Amounts paid or payable for or in relation to the work
Having concluded that the threshold test under section 32 was satisfied and subject to the application of exemptions, the remaining matter in question was whether an amount was paid by Uber which could be taken to be a “wage” under section 35. Under section 35, the amounts paid or payable under the “relevant contract” are taken to be payroll tax wages where it is “for or in relation to the performance of work”.
Hammerschlag CJ noted that Uber’s argument, that the term “for” requires that the payment is in the character of remuneration, has force. In this regard, he concluded that the payments made by Uber do not have that character.
With respect to the term “in relation to”, he observed that, whilst it is of “wider ambit” than “for” and does not have to have the character of remuneration, “some form of reciprocity or ascertainable calibration between the money paid and the work done is required”. In this regard, the Court observed that the overall intention of the Contractor Provisions, is “to capture several means of disguising the employer-employee relationship by contractual arrangements which had been increasingly resorted to by persons seeking to defeat the objects of the Act”. Hammerschlag CJ noted that this was not the case for Uber and drivers.
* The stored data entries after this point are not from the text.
PR #1558, opened 2019-06-18
Added the possibility to change the default SRID for geometry type

LucasPadilha:
Main problem was I couldn't change the default SRID sent to geometry type columns.

Currently when using PostgresAdapter plus geometry type columns, all of them will have SRID 4326 and that can't be changed.

My PR adds a new option (srid) while adding columns so user can choose between leaving the default unchanged or not.

```php
  $table->addColumn('column_name', 'geometry', ['srid' => 4674])->save();
```

P.S.: Didn't write PHP Unit tests because this would need PostGIS extension enabled on Postgres.

### DIFF
--- a/src/Phinx/Db/Table/Column.php
+++ b/src/Phinx/Db/Table/Column.php
@@ -112,6 +112,11 @@ class Column
     protected $encoding;
 
     /**
+     * @var integer
+     */
+    protected $srid = null;
+
+    /**
      * @var array
      */
     protected $values;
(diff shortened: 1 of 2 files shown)


src/Phinx/Db/Table/Column.php
```diff
@@ -111,6 +111,11 @@ class Column
      */
     protected $encoding;
 
+    /**
+     * @var integer
```
dereuromark: |null missing?

src/Phinx/Db/Table/Column.php
```diff
@@ -605,6 +610,29 @@ public function getEncoding()
...
+    {
+        $this->srid = $srid;
+
+        return $this;
+    }
+
+    /**
+     * Gets the column SRID.
+     *
+     * @return int
```
dereuromark: Can also be |null, right?

dereuromark:
Apart from my comments this looks good to me.
Ideally, we have a small test case for this added functionality, however.

PR #1560, opened 2019-06-28
Introduce `--set` and `--unset` options for breakpoints.

rquadling:
This enhances the current breakpoint feature and provides greater control
over the state of a breakpoint, without the need to have any prior
knowledge of the state of the breakpoints.

### DIFF
--- a/tests/Phinx/Migration/ManagerTest.php
+++ b/tests/Phinx/Migration/ManagerTest.php
@@ -5656,7 +5656,7 @@ class ManagerTest extends TestCase
         $this->assertFalse($adapter->hasTable('user_logins_foo_bar'));
     }
 
-    public function testBreakpointsOperateAsExpected()
+    public function testBreakpointsTogglingOperateAsExpected()
     {
         if (!TESTS_PHINX_DB_ADAPTER_MYSQL_ENABLED) {
             $this->markTestSkipped('Mysql tests disabled. See TESTS_PHINX_DB_ADAPTER_MYSQL_ENABLED constant.');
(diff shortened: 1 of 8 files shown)


tests/Phinx/Migration/ManagerTest.php
```diff
@@ -5703,17 +5729,110 @@ public function testBreakpointsOperateAsExpected()
...
+                if (!is_numeric($column)) {
+                    $this->assertEquals($value, $resetVersions[$originalVersionKey][$column]);
+                }
+            }
+        }
+
+        // Wait until the second has changed.
+        $now = time();
+        while ($now == time()) {
+        }
```
garas: Don't waste CPU. `usleep()` for 0.1s between checks or calculate remaining microseconds.

Maybe add helper method as you use this block multiple times.

rquadling: As the phinxlog only holds the start_time to 1s resolution, we need to wait until the next second so that we can demonstrate that changing the breakpoint in the phinxlog doesn't also change the start_time which has (for some reason) `ON UPDATE CURRENT_TIMESTAMP()`.

rquadling: But sleeping for 1s makes a lot more sense.

garas: It is better to 10 * (check time + wait 0.1s) than check time 123456 times using 100% CPU.

garas: Also, I you can use [time_sleep_until()](https://www.php.net/manual/en/function.time-sleep-until.php)

rquadling: The main issue is that the code has to wait 1s regardless of how we wait. The 1s delay is best as even though PHP has waited until the next second, any deviation between the clocks between PHP and mysql could mean that I am requesting changes to the phinxlog in the same 1s from mysql's perspective. By waiting 1s, we have waited 1s, so unless time runs differently in mysql, we will always be in the next second and so the test can adequately prove we are not altering the start_time because we are setting the breakpoint.

lorenzo:
this looks great, thanks!

rquadling:
Excellent. I'd like to get this released. Is the process the same as in the wiki?

lorenzo:
@rquadling yes, same process, although instead of writing a changeling file, we write the changes in the release notes in GitHub.

rquadling:
Excellent. Will release now.

rquadling:
I've updated the `gh-pages` branch, but it doesn't seem to be reflected in http://docs.phinx.org/ which has a headline version of `v0.10.6` which matches the last change to `conf.py`, but not the previous changes in the `gh-pages` branch.

lorenzo:
@rquadling I'll try ti fix that

rquadling:
Cheers. If it is a process thing, can you add it to the wiki. I never did work out how gh-pages worked. Also, I thought the documentation was/is within CakePHP now?

lorenzo:
We moved the docs back to readthedocs, because they were hard to find by many.
@rquadling you did the changes to gh-pages correctly, the code there concerns this page which is currently showing the new version https://phinx.org

PR #1566, opened 2019-07-09
Fix inserting multiple rows without zero key

### LINKED ISSUE #1565: Bug: inserting multiple rows fails when keys are modified
I just encountered an issue with a migration. On inserting multiple rows of data with `$this->table('my_table')->insert($data);` the migration failed with multiple error notices: "PHP Notice:  Array to string conversion in /var/www/vendor/robmorgan/phinx/src/Phinx/Db/Adapter/PdoAdapter.php on line 306" and finally "SQLSTATE[42S22]: Column not found: 1054 Unknown column '2' in 'field list'."

Some debugging lead me to this line: https://github.com/cakephp/phinx/blob/7187e558ab70d5ac2197d197234ce6a5faf5cfbf/src/Phinx/Db/Table.php#L591. Turns out that the check to determine whether to insert multiple rows or a single row expects the key of the first item to be zero. Since I was building my array dynamically and ran it through array_map and array_filter, the first item happened to have 2 as it's key. Running my array through array_values before passing it to the insert function solves my issue, but it would be nice if this is done in the insert method (`$data = array_values($data);` would do the trick).

skript-cc:
Fixes #1565

### DIFF
--- a/src/Phinx/Db/Table.php
+++ b/src/Phinx/Db/Table.php
@@ -588,7 +588,8 @@ class Table
     public function insert($data)
     {
         // handle array of array situations
-        if (isset($data[0]) && is_array($data[0])) {
+        $firstKey = array_shift(array_keys($data));
+        if ($firstKey !== null && is_array($data[$firstKey])) {
             foreach ($data as $row) {
                 $this->data[] = $row;
             }
--- a/src/Phinx/Db/Table.php
+++ b/src/Phinx/Db/Table.php
@@ -588,7 +588,8 @@ class Table
     public function insert($data)
     {
         // handle array of array situations
-        $firstKey = array_shift(array_keys($data));
+        $keys = array_keys($data);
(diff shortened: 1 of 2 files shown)


src/Phinx/Db/Table.php
```diff
@@ -588,7 +588,8 @@ public function addTimestampsWithTimezone($createdAt = null, $updatedAt = null)
     public function insert($data)
     {
         // handle array of array situations
-        if (isset($data[0]) && is_array($data[0])) {
+        $firstKey = array_shift(array_keys($data));
```
lorenzo: You can only pass variables to `array_shift` If you pass a function call, it results in an error

skript-cc: Hmm, oke. Didn't saw any errors while running the tests. Whatever, easy change.

lorenzo:
Thanks!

Further, Hammerschlag CJ referred to the High Court decision in CFMEU v Personnel Contracting Pty Ltd (2022) 275 CLR 165, which in His Honour’s view, compelled that the characterisation of the payments must proceed by reference to the written contracts which “reflect and govern the legal relationship between the contracting parties and by reference to the rights and obligations to which the contracts give rise”. In this regard, from the written contracts in place, the Court observed that: “It is not Uber who pays the driver. The rider does that. Uber is a mere “payment collection agent””.
As noted, the terms of the contract can be referenced as being relevant to this conclusion, as they specify payment by a rider to Uber “shall be considered the same as payment made directly by the rider to the third party provider”, and that “Uber will facilitate the rider’s payment of the applicable charges on behalf of the third-party provider as the provider’s limited payment collection agent”.
Having made these findings and returning to the question of whether payments by Uber to drivers were “for” or “in relation to” work performed under the contract, Hammerschlag CJ acknowledged that there is some form of relationship between the payments and the work performed under the contract. However, in the context of his earlier commentary regarding the purpose of the Contractor Provisions, and having focussed his analysis on the written terms of the contract, his Honour concluded: “I do not consider that that relationship [between the payment and the work] is one which can fairly be described as being “in relation to” the work, in the context in which that phrase appears in s 35(1) and with the objects of Division 7 squarely in mind. There is no element of reciprocity or calibration between the driver and Uber or the rider and Uber with respect to the money paid by the rider. Those elements exist only between the driver and the rider”.
On this basis, it was determined that payments made by Uber to drivers ought not be viewed as ‘wages’ under section 35, meaning while a relevant contract existed, there were no ‘wages’, and no payroll tax liability arose.